Nearly half the adult population of Malaysia overweight or obese: StudyDecember 25, 2017 0 By WFTV
And whose to blame for that? The Malaysians are blamed for eating too much and not exercising enough. supposedly the companies pushing their fatty products into the Malaysian households said a study revealed in the New York Times today.
While the companies pushing their products into the Malaysian households are said to be the good guys, revealed a study in the New York Times today.
But the article in the New York Times, which reads like a genuine health piece, is essentially a disguised advertorial in which the good Malaysian doctor, considered a ‘diva’ in the business in Asia argues for the multinational corporations.
To appease the multinationals, and turn the article in the favor of the big producers, Dr.

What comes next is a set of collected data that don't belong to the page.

PR #2003, opened 2026-08-17
fix(product): restore cancelled workflow run tone

tairabun:
## Summary

- Restore the total ProductClient run-status tone map after cancelled joined the workflow run status union.
- Present cancelled runs with the established neutral tone.
- Pin the cancelled-to-neutral mapping in the owning domain test.

## Testing

Pre-fix proof reproduced TS2741 at run-view-model.ts: Property cancelled is missing from Record<WorkflowRunStatusV2, WorkflowRunTone>.

Passing proof:
- pnpm exec vitest run src/domain/workflows/run-view-model.test.ts (54 tests)
- pnpm --filter @proliferate/product-client typecheck
- pnpm --filter @proliferate/product-client build
- python3 scripts/check_max_lines.py
- python3 scripts/check_frontend_boundaries.py
- python3 scripts/check_design_attribution.py
- git diff --check efe354aaa985ae1172ff9c8f7948fd2e10489ba6..HEAD

## Observability

None. This restores a pure presentation mapping and adds no failure path, telemetry, logging, or runtime behavior.

### DIFF
--- a/apps/packages/product-client/src/domain/workflows/run-view-model.test.ts
+++ b/apps/packages/product-client/src/domain/workflows/run-view-model.test.ts
@@ -12,6 +12,7 @@ import {
   workflowNodeIsSideNode,
   workflowNodeStatusTone,
   workflowRunIsActive,
+  workflowRunStatusTone,
   workflowRunTakesSideNode,
 } from "./run-view-model";
 
@@ -129,6 +130,12 @@ describe("workflowRunIsActive", () => {
     expect(
       RUN_STATUSES.map((status) => workflowRunIsActive(run({ status }))),
     ).toEqual([true, true, true, false, false, false]);
+  });
+});
+
+describe("workflowRunStatusTone", () => {
+  it("presents a cancelled run with the neutral tone", () => {
+    expect(workflowRunStatusTone("cancelled")).toBe("neutral");
   });
 });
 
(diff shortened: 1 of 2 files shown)


pablonyx:
Tier-2 `Workflow definition lifecycle` failure on this PR is **not** the tone typing — it is a click interception:

- The spec times out clicking `#workflow-builder-input-1-required`. Playwright's log shows a toast (`section[aria-label="Notifications alt+T"]` subtree) intercepting pointer events for the full 120s, across 197 retries.
- The toast is the desktop-worker enrollment failure: headline **"Integrations unavailable"**, cause **`Cannot read properties of undefined (reading 'invoke')`** — `ensureDesktopWorker` running in the intent-test environment where the tauri `invoke` side is absent, raising the sticky error toast from `use-desktop-worker-enrollment.ts` (`showErrorToast`, no auto-dismiss).
- This toast almost certainly fired before #1972 too, but the old stacked builder page had no click target under the toast region. The new three-pane inspector places the declared-input `required` checkbox bottom-right, directly under it — so #1972's layout made a latent env problem test-fatal. Main was green one commit before #1972 (5d9613666) and red from #1972 on.

Fix options (either unblocks tier-2):
1. Spec-side: dismiss notifications before inspector clicks (the toast has a "Close" button), or `page.keyboard.press("Alt+T")`-style handling in a helper.
2. Env-side (better long-term): the intent stack's host should not expose a desktop bridge without a working tauri transport, so enrollment never runs there.

Evidence: run 31982657482 artifact `workflow-definition-lifecycle-traces`, `error-context.md` (page snapshot shows the toast listitem with that exact cause text). `intent-tests (provisional)` fails the same way.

Tee E Siong, Malaysia’s leading nutrition expert said the blame is on Malaysians for their obesity issues.
“We have to stop blaming the multinationals,” Dr. Tee said. The real problem, he continued, isn’t the type of food people eat, but how much of it, and their lifestyle.

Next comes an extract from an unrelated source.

PR #2005, opened 2026-08-17
fix(product-client): scope transcript submit-stamp to session identity (PRO-175, r2 reopened)

pablonyx:
Reopens rung 2 of the Chat Scroll ladder (PRO-187). Prior PR #1932 was auto-closed by GitHub when its base branch (rung 1) was deleted on #1928's squash-merge, and such PRs cannot be reopened. Same branch, rebased onto main past the r1 squash; content identical to #1932's reviewed state (review round CLEAN and Manual verification recorded on #1932). Head 653f73b8d. Part of Pablo's granted bottom-up merge of the ladder.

“Malaysians are always eating. They don’t exercise,” he said. “But you don’t need to go the gym. You need to walk outside. It’s free. Get off your chair and move!”
The report said that over the past three decades, this increasingly prosperous nation has become the fattest country in Asia, with nearly half the adult population now overweight or obese.
Several years ago, Dr. Tee decided to act, organizing a far-reaching study of local diets and lifestyle habits.
“Several years ago, Dr. Tee E Siong, Malaysia’s leading nutrition expert, decided to act, organizing a far-reaching study of local diets and lifestyle habits.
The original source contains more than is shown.